Morphological classification of NV was unchanged at follow-up with or without interval laser or anti-VEGF therapy, suggesting that NV morphology may remain constant as size changes, at least in the short term. SS-OCTA has demonstrated progression and regression of NV after PRP as well as the potential for intraretinal microvascular abnormalities to evolve into NV.[26,27] However, changes in morphology are less well characterized. En-face morphological changes such as exuberant vascular proliferation have been shown to be a potential biomarker of active NV in en-face OCTA images.[10] Longer follow-up time is needed to elucidate the dynamic potential of NV using the established morphological classification systems.[11,12]

While this study focused on enhancing NV detection using VRI and the differential detection rates by morphology, further work is needed to investigate the clinical significance of the different NV morphologies, such as the relationship between morphology type and the development of severe complications such as vitreous haemorrhage, tractional retinal detachment, or neovascular glaucoma. In addition, the relationship between morphology and other features, such as hyaloid status, NV location and size, may provide a more nuanced risk assessment of patients with PDR based on NV features.

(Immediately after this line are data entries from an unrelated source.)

PR #708, opened 2022-07-08
Allow fields with multivalued responses returned from the idp to be mapped to user profile fields (Partially resolves #346)

### LINKED ISSUE #346: MultiValued attributes
**What Happened ?**

https://github.com/catalyst/moodle-auth_saml2/blob/04044eabec6bf0841d8f11f5a0da4abed53ae883/auth.php#L676

In the referenced line of the code, if multiple values are passed by the IdP are automatically discarded because always the first returned value is taken. 

**What you expected**
Would be nice to have support for multi valued attributes coming from the IdP.

mattporritt:
Responses from the IdP can look like:

```
{
  "email": ["mattp@some.fake.domain"],
  "givenName": ["Matt"],
  "sn":["Porritt"],
  "choices": ["first","second","third"]
}
```
In the current implementation of the plugin, returned fields with multiple values only save the first value in the array into user profile fields.
This patch converts fields with many values to a comma separated string. This can then be saved in a profile field.


mattporritt:
ahhhh damn you old Moodle and your lack of test generators.
I really want to branch the plugin because of this. But that's probably overkill

classes/auth.php
```diff
@@ -929,7 +929,7 @@ public function update_user_profile_fields(&$user, $attributes, $newuser = false
                                     $user->$field = strtolower($attributes[$attr][0]);
                                 } else {
                                     // Custom profile fields have the prefix profile_field_ and will be saved as profile field data.
-                                    $user->$field = $attributes[$attr][0];
+                                    $user->$field = implode(',', (array) $attributes[$attr]);
```
keevan: Just sanity checking, if the field set in attributes[attr] was NULL, is it expected that the value stored is an empty string (as it would be with this particular change),  or NULL?

mattporritt: I think an empty string is fine. Null isn't a special case/value for these fields.

brendanheywood (approved):

Issue #569, opened 2021-06-15
.extlib/simplesamlphp/modules/.gitignore ignores directories authYubiKey and metarefresh


danowar2k:
We store our custom Moodle version in a git repository and update used 3rd party plugin versions in that repository.

We've now updated to https://moodle.org/plugins/auth_saml2/2021040100/24125 .
I've just now noticed when switching branches that there is a .gitignore file 

.extlib/simplesamlphp/modules/.gitignore which leads to our git ignoring the following directories:

* .extlib/simplesamlphp/modules/authYubiKey
* .extlib/simplesamlphp/modules/metarefresh

We deploy our Moodle from a git branch/tag. I'm now confused and wonder if those two directories should be present in our git repository and must be deployed as well or if this is a simple "We added these directories to gitignore but didn't remove them from tracking".

Please explain.

danmarsden:
@danowar2k - .extlib/simplesamlphp is a copy of the upstream code from the simplesaml project. I see the "old" .gitignore did exlude that directory, but the one currently in core doesn't - I suspect something else in your config is ignoring ".gitignore" files in your system so you've ended up getting the "old" .gitignore file rather than the current one in this release.

I'm open to the idea of removing it from the .extlib/simplesamlphp/modules directory, but we prefer to include simplesamlphp "as-is" from upstream with the minimum number of changes as this make it easier to upgrade to the newer library when it is released.

danowar2k:
I just found the release script of simplesamlphp which seems to remove the "modules/.gitignore" file in releases.

https://github.com/catalyst/moodle-auth_saml2/blob/ec90cd734517e63b0e2fde9ebf4ae33691752b75/.extlib/simplesamlphp/bin/build-release.sh#L67

So if I understand it correctly you're not dropping a released simplesamlphp in your plugin (because it would then not have the .gitignore files) but the upstream version, meaning you also clone simplesamlphp from source, at the moment probably the 1.18.8 tag. Right?

I'm gonna go look at my Moodle project's own .gitignore files, I'm currently confused because I don't remember doing any ignoring of other .gitignore files...we'll see.

Can you point me to the "old" .gitignore you mentioned? Looking myself just in case...

danowar2k:
Okay, I've looked at our .gitignore files...

We basically have
/our-repo/.gitignore (only ignores .idea stuff and specifically named directories) (If requested I could post it)
[...]

PR #710, opened 2022-07-21
#569 remove .gitignore file causing problems for git-managed deployments

davosmith:
#569


danmarsden:
Thanks @davosmith - nice catch on the broken test too! - thanks for fixing that up!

False positive signals on VRI necessitated further assessment to distinguish NV from other retinal lesions. Evaluation of SS-OCTA B-scan with superimposed flow and en-face whole retina imaging were sufficient to differentiate NV from ERMs, venous loops and retinal tears. Improved visualization of ERMs using VRI may be a useful tool for preoperative surgical planning.[28] In addition, VRI detection of omega retinal venous looping may identify associated nonperfusion areas and predict progression from NPDR to PDR.[29] Peripheral artifacts due to segmentation errors and poor image quality were common. Thus, while VRI may be used to efficiently rule out NV, a multi-step approach including evaluation of co-registered B-scan and en-face whole retina imaging may be necessary to accurately confirm the presence of NV.

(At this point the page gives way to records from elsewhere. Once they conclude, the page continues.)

PR #715, opened 2022-08-12
Fully hydrate user account before creating it

catalystfd:
This prevents issues with plugins such as local welcome, where they
cannot function correctly as the account is created with only minimal
information such as the username.

This extracts the logic for extracting saml2 attributes out of the
update function so both update and create can use it, and then fully
hydrates a user object before calling user_create_user to create the
moodle user object.

Password updating is set to true for the use case where a different
auth plugin is being used that might support the password field.

I still need to test this against a test IDP before it's ready for final merge
but opening now for any review comments.

### DIFF
--- a/tests/auth_test.php
+++ b/tests/auth_test.php
@@ -673,12 +673,9 @@ class auth_saml2_test extends \advanced_testcase {
 
         // Checking that the events contain the expected values.
         $events = $sink->get_events();
-        $this->assertCount(4, $events);
+        $this->assertCount(2, $events);
         $event = array_pop($events);
         $this->assertInstanceOf('\core\event\user_loggedin', $event);
-        $this->assertEquals($USER->id, $event->get_data()['objectid']);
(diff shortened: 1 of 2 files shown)


tests/auth_test.php
```diff
@@ -673,14 +673,11 @@ public function test_saml_login_complete_new_account(): void {
 
         // Checking that the events contain the expected values.
         $events = $sink->get_events();
-        $this->assertCount(4, $events);
+        $this->assertCount(2, $events);
```
catalystfd, line 676: Now that user creation fully hydrates the user profile, the user creation and login flow only triggers two events, as the user updated event does not trigger because the code checks if fields have changed before doing the update flow.

Previously because only a minimal set of attributes was created, this check passed and the user update event fired.

danmarsden:
+1 from me! - @dmitriim would be good to get your eyes on this before we merge it though - any chance you could please take a quick look too?

PR #718, opened 2022-08-25
Update logout.php

lhrossi:
just fixing the comment mistyped.


danmarsden:
thanks for the PR - I ended up doing this manually as there was also another typo in the comment underneath.

PR #720, opened 2022-08-31
[#719] Include auroramysql dbtype for mysql related test cases

hdagheda:


tests/user_extractor_test.php
```diff
@@ -254,7 +254,7 @@ public function test_get_user_case_insensitive_core_fields() {
         $actualuser = user_extractor::get_user('idnumber', 'Some other value entirely', true);
         $this->assertFalse($actualuser);
 
-        if (!in_array($CFG->dbtype, ['mysqli', 'mariadb'])) {
+        if (!in_array($CFG->dbtype, ['mysqli', 'mariadb', 'auroramysql'])) {
```
brendanheywood: instead of using $CFG->dbtype could we use $DB->get_dbfamily() which should return 'mysql' for all 3 of the above?

brendanheywood (approved):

This study has some limitations. First, this study qualitatively assessed signals on VRI slabs, which may not capture more subtle morphological features of NV. We also did not differentiate active from inactive NV. However, regardless of activity, NV morphology and associated presence or absence of segmentation errors are likely to be more critical to VRI detection. Finally, we evaluated a relatively small cohort of eyes with longitudinal imaging, although the investigational nature of the device limits its deployment in existing literature. As WF SS-OCTA technology becomes more widely available, a larger sample size with increased follow-up duration will help assess long-term changes in NV morphology.

In conclusion, WF SS-OCTA 12- x 12-mm VRI imaging centred on the fovea and on the optic disc demonstrated efficacy in detecting NV and may be useful for earlier diagnosis and treatment of PDR. Combining VRI Angio with SS-OCT VRI Structure scans improved the detection of all NV morphologies, including the flat type that is more likely to be undetected due to segmentation errors. VRI may serve as a useful tool to diagnose and monitor PDR in clinical practice.